Segment Open

PR #1104, opened 2026-07-21
Re-export Hakyll.Core.Dependencies from Hakyll module

nmeum:
Otherwise, since #1084, it is not possible to declare dependencies without explicitly importing the `Hakyll.Core.Dependencies` module. Since this was previously possible, it may be worthwhile to also re-export `Hakyll.Core.Dependencies` from the Hakyll module.

See https://github.com/jaspervdj/hakyll/pull/1084#issuecomment-4686676091

### DIFF
--- a/CHANGELOG.md
+++ b/CHANGELOG.md
@@ -7,6 +7,7 @@ title: Releases
 ## 4.17.1.0
 
 - Added support for `aeson` 2.3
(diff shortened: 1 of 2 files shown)


LaurentRDC:
That's true, thanks for addressing.

Would you mind updating the changelog as well?

nmeum:
Sorry, forgot about that. Amended the commit accordingly just now.

LaurentRDC:
Thank you!

PR #1106, opened 2026-07-27
Add a new indexRoute for serving extensionless HTML pages

omentic:
Addresses #1039. It's not exactly what I described there, but I think this is a better approach.

This adds a new `Routes` function that serves a `foo.ext` item at `foo/index.html`, allowing its access at `foo`.

It's a very simple piece of code, but I think it would be good to have in Hakyll by default. I don't think it's common knowledge that HTTP servers almost-always support accessing a file at `foo/index.html` by just `foo`.

This should compose fine with other routes via `composeRoutes`.


lib/Hakyll/Core/Routes.hs
```diff
@@ -225,6 +225,15 @@ constRoute :: FilePath -> Routes
 constRoute = customRoute . const
 
 
+--------------------------------------------------------------------------------
+{- | Create a route that routes an item to a index.html file within a folder of
+the name of the item. This is useful for serving files without any extension,
+as most HTTP servers support accessing 'foo/index.html' at 'foo'.
+-}
+indexRoute :: Routes
+indexRoute = customRoute $ (</> "index.html") . dropExtension . toFilePath
```
LaurentRDC, line 234: Can we make this flexible over `"index.html"`? Perhaps with

```haskell
indexRoute :: Routes
indexRoute = indexRouteWith "index.html"

indexRouteWith :: FilePath -> Routes
```

lib/Hakyll/Core/Routes.hs
LaurentRDC, line 1: Is there a way to test this?

lib/Hakyll/Core/Routes.hs
omentic: Well, I don't think there's any benefit to doing so, because anything other than `"index.html"` does not have the property that HTTP servers will serve it for accessing the directory it is contained in, i.e. extensionlessly.

lib/Hakyll/Core/Routes.hs
omentic: I see some tests for `customRoute` that I can replicate. Do you know offhand how to test tests locally?

lib/Hakyll/Core/Routes.hs
LaurentRDC: Actually, now that I think about it, the routing here doesn't make sense. Hakyll isn't a webserver; it generates an output directory, a static website.

Serving `/` as `/index.html` is a property of the server service the static assets. For example, whatever server underlies Github Pages does this automatically. For my personal website, `https://laurentrdc.xyz/` and `https://laurentrdc.xyz/index.html` already render the same page.

What webserver are you using?

lib/Hakyll/Core/Routes.hs
LaurentRDC: You can run all tests using:

```sh
$ cabal test
```

You can run tests whose names match some pattern using:

```sh
$ cabal test --test-options='-p <pattern>'
```

For example:

```sh
$ cabal test --test-options='-p indexRoute'
```

which will run all tests that have the `indexRoute` string infix.

lib/Hakyll/Core/Routes.hs
omentic: Yeah, exactly. This is adding a routing option to make it easy for whatever web server you're using to serve pages extensionlessly, since serving `/index.html` at `/` is a very common property.

The use case I use this for is that I have a bunch of webpages on my site, written in Markdown/Typst and compiled to HTML. With just `setExtension "html"`, webpages like ex. https://toki.la/about -- which are compiled from an `about.md` on disk -- will **only** be accessible at https://toki.la/about.html (with Hakyll's bundled web server).

I don't like this, as I think the `.html` extension is ugly. So this `indexRoute` lets me work around it. I instead pass `indexRoute`, and Hakyll will output `about.html` as `about/index.html` instead. This lets me then access the webpage at https://toki.la/about (without the extension).

Until remembering the common property of HTTP servers to serve files at `about/index.html` as `about/`, I had a lot of UX issues using `hakyll watch` locally, as the upstream web server I'm using on my host *also* will serve `about.html` as just `about` (which is why I didn't bother to look into this more closely before). This is not super common though -- and Hakyll's built-in web server doesn't do it, meaning that all my local links were broken (since they were extensionless URLs).

LaurentRDC: I was confused about what the statically-generated directory structured would look like. Thanks for the explanation.

If I understand correctly, if you want to serve the source file `about.md` as `toki.la/about`, you basically:
* compile `about.md`
* route to `about/index.html`

Ok, that makes sense to me. Can you extend the test suite with this example? Related to my other comment on your PR

omentic: Yup, that's correct. Yeah, I'll extend the test suite after work, thanks for the tips on running them.

mixis:
I have not tested this, but from looking at it, won't this put `index.html` in the `url` metadata field and thus keep it in links on generated archive pages for example? I am currently experimenting with a manual approach where i author pages like `about/index.md`, which should achieve the same result.

Looking for existing solutions, I found [this function for the url field](https://github.com/aherrmann/aherrmann.github.io.hakyll/blob/b7c451d1120dd3b47d4105056bea38b15c1ebd30/src/Main.hs#L189],) also written about in [Jekyll Style URLs with Hakyll](https://aherrmann.github.io/programming/2016/01/31/jekyll-style-urls-with-hakyll/)

I have not considered patching hakyll yet, and don't see how a route sets the url field.

jaspervdj:
This is a great idea, I have written similar helpers many times.  Two remarks:

1. @mixis is right, we would also need a corresponding `Context` to crop out the `/index.html` again if we want generated URLs to look nice.
1.  Consider naming this `indexHtmlRoute`?  I'm not too concerned about having the extension in there, but it makes it more immediately obvious what it's about, especially if we also add the `Context`. `indexContext` could refer to many things, e.g. an sitemap, `indexHtmlContext` is clearer about what it does.  (`appendIndexHtmlRoute` and `trimIndexHtmlContext` could also work but seem to long for my taste.)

Segment Closed

** Work order **
Check each line of the material for "very". Copy the ones that have it.

** Result of this exercise **
It's a very simple piece of code, but I think it would be good to have in Hakyll by default. I don't think it's common knowledge that HTTP servers almost-always support accessing a file at `foo/index.html` by just `foo`.
omentic: Yeah, exactly. This is adding a routing option to make it easy for whatever web server you're using to serve pages extensionlessly, since serving `/index.html` at `/` is a very common property.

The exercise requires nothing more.